According to Canadian Broadcasting Corporation (CBC), an organization representing native tribes of Canada, recently paid ransomware in bitcoin worth CAD 20,000 to regain access to the hacked files by an anonymous hacker.
The bitcoin paid by the Federation of Sovereign Indigenous Nations (FSIN), Canada’s indigenous tribe’s organization to an anonymous hacker that was able to breach and scam its way into computer files of the organization.
They were contacted five months ago, for the first time via mail to one of the staff members of the company, demanding to be paid bitcoin worth C$100,000 to regain the access to hacked computer system and encrypted files.
According to some sources familiar with the matter says that the hack was a major dilemma as the hacker had not only stole some of the data file systems, but it took hold of important internal files with data concerning internal land claims. Most of all, the hacked system gave away the control of federation’s email system to the hacker.

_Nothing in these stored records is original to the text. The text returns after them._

PR #1130, opened 2026-04-29
Type check integration_tests

pjonsson:
Add a type alias for the two different
indices that Explorer supports, and
use that in the tests. Besides two
complaints from MyPy, the rest of
the tests type check, so add two
type ignores and enable type checking
in the lint workflow.

----
📚 Documentation preview 📚: https://datacube-explorer--1130.org.readthedocs.build/en/1130/

### DIFF
--- a/.github/workflows/lint.yml
+++ b/.github/workflows/lint.yml
@@ -35,7 +35,7 @@ jobs:
         python-version: ["3.10"]
         lintcommand:
           - "ruff check --output-format=github"
-          - "mypy --follow-imports=silent cubedash/*.py cubedash/index/*.py cubedash/startup_utils cubedash/summary cubedash/testutils"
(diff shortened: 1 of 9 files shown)


cubedash/summary/_extents.py
```diff
@@ -50,6 +52,7 @@
     Path(__file__).parent.parent / "data" / "WRS2_ascending" / "WRS2_acsending.shp",
 ]
 
+DatacubeIndex: TypeAlias = PgresIndex | PgisIndex
```
Ariana-B: This strikes me as a very odd place to define this type alias since it is never used in this file.
On the other hand, `summary/_stores`, `summary/show`, and `generate` already contain the double index imports - `_stores` would probably be the most logical place to define the type alias.

pjonsson: I put it where we had some similar type aliases already, but I've moved it to stores as you suggest.

Ariana-B (approved):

The matters grew tenuous when the hacker was able to remain anonymous and untracked for quite a long time. As a result, the hack also gave the social insurance numbers, treaty card numbers, and the health claims of all the staff and executives of federation whose data stored on the online system.
As soon as the computer breach was detected, the committee held a meeting with the board of members and raising proposals which could help the matters, before disclosing information to police or public. Initially, there were no suitable proposals or suggestions for the matter, and the treasury board warned the staff members and the federations’ executives not to meet the demands of the hacker.
The reason behind decided not to pay ransomware was no concrete proof said that the breached system would be back or if the hacker will hold his side of the bargain. Despite the board members’ warning, the negotiations continued with the hacker, and the bitcoin ransomware ended up being paid by the organization.
CBC claims that three committee members asked for the reason behind the negotiations behind the back of the board but had no explanatory answers. It is understood that FSIN then contracted a private cybersecurity firm to deal with the matters.
This incident also reminds of the similar matter arising early September this year. A town in Midland, in Ontario province, paid an undisclosed amount of bitcoin as ransomware to a cyber attack which crushed their marriage applications, issuance of permits, transit cards, email services as well as payment processing.
Carleton University in Ottawa also suffered the same attack almost two years ago where the hacker demanded two bitcoin per machine. However, the education institution followed their procedures and relied on their IT department to retrieve the network securely.